Clinton's China Two-Step

Link Copied
By Robert Kagan
Published on Jan 17, 2000

Source: Carnegie

Clinton's China Two-Step

Reprinted from the Washington Post, January 17, 2000

The wondrous contradictions of the Clinton administration's China policy were on full display last week. On Monday President Clinton announced an "all-out" campaign to lobby Congress to pass permanent most-favored-nation status for China. The lobbying will be rough, with a fully mobilized American business community working as the iron fist inside the administration's velvet glove. The same day Clinton kicked off his new campaign, U.S. Chamber of Commerce President Thomas Donohue warned, on cue, that members of Congress who oppose permanent trade status for China "will find themselves in an unhappy situation with the business community."

Then on Tuesday the Clinton administration announced its intention to introduce a resolution condemning China's human rights abuses at the U.N. this March. The administration suddenly wants to shine a "spotlight" on what State Department spokesman Jamie Rubin called the "serious deterioration in [China's] human rights situation." Two years ago, the administration decided against introducing such a resolution. Last year, it waited until March to do so, intentionally too late to have any chance of serious consideration. This year's early announcement presumably gives American diplomats time to actually round up some international support for a U.N. resolution condemning China's dismal record.
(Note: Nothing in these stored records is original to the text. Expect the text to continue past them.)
PR #1374, opened 2026-01-10
 Limit root package dependencies

chr-hertel:
| Q             | A
| ------------- | ---
| Bug fix?      | no
| New feature?  | no
| Docs?         | no
| Issues        | 
| License       | MIT

Not sure why we need this wide range - it's not a published package, no external incoming dependency. Pipeline will tell ...

### DIFF
--- a/composer.json
+++ b/composer.json
@@ -8,10 +8,10 @@
     "require-dev": {
         "php": ">=8.2",
         "deptrac/deptrac": "^4.2",
-        "php-cs-fixer/shim": "^3.91.2",
-        "symfony/console": "^5.4|^6.4|^7.4|^8.0",
-        "symfony/filesystem": "^5.4|^6.4|^7.4|^8.0",
-        "symfony/finder": "^5.4|^6.4|^7.4|^8.0"
+        "php-cs-fixer/shim": "^3.92",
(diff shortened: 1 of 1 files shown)


composer.json
```diff
@@ -8,10 +8,10 @@
...
         "php": ">=8.2",
         "deptrac/deptrac": "^4.2",
-        "php-cs-fixer/shim": "^3.91.2",
-        "symfony/console": "^5.4|^6.4|^7.4|^8.0",
-        "symfony/filesystem": "^5.4|^6.4|^7.4|^8.0",
-        "symfony/finder": "^5.4|^6.4|^7.4|^8.0"
+        "php-cs-fixer/shim": "^3.92",
+        "symfony/console": "^7.4",
+        "symfony/filesystem": "^7.4",
+        "symfony/finder": "^7.4"
```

Some may find the juxtaposition of the two announcements a bit odd. The Clinton administration inaugurates a big push to grant China the biggest prize in the history of U.S.-Chinese economic relations and, in the next breath, singles China out for special condemnation as a world-class violator of human rights. But there was nothing coincidental about last week's announcements. The administration's tougher public stance on China's human rights abuses is an essential component of its "all-out" campaign to win congressional approval for the trade deal. The administration has a high-stakes and high-risk battle on its hands.

The vote on permanent MFN for China will not be like the annual ritual of MFN votes in recent years, when it was practically impossible for opponents to win the veto-proof two-thirds majorities in both houses necessary to defeat renewal. This year a simple majority in either house can defeat permanent MFN and hand Clinton and Al Gore an election-year humiliation. And opponents have some other things going for them. Some members who voted to renew MFN in the past will be more reluctant to vote for permanent status for China, since doing so gives away Congress's chief lever for influencing administration policy. Big Labor, meanwhile, fresh from its "victory" at the WTO meeting in Seattle, is targeting the China deal. "We will do whatever it takes," Teamsters President Jimmy Hoffa promises, and, "We will win."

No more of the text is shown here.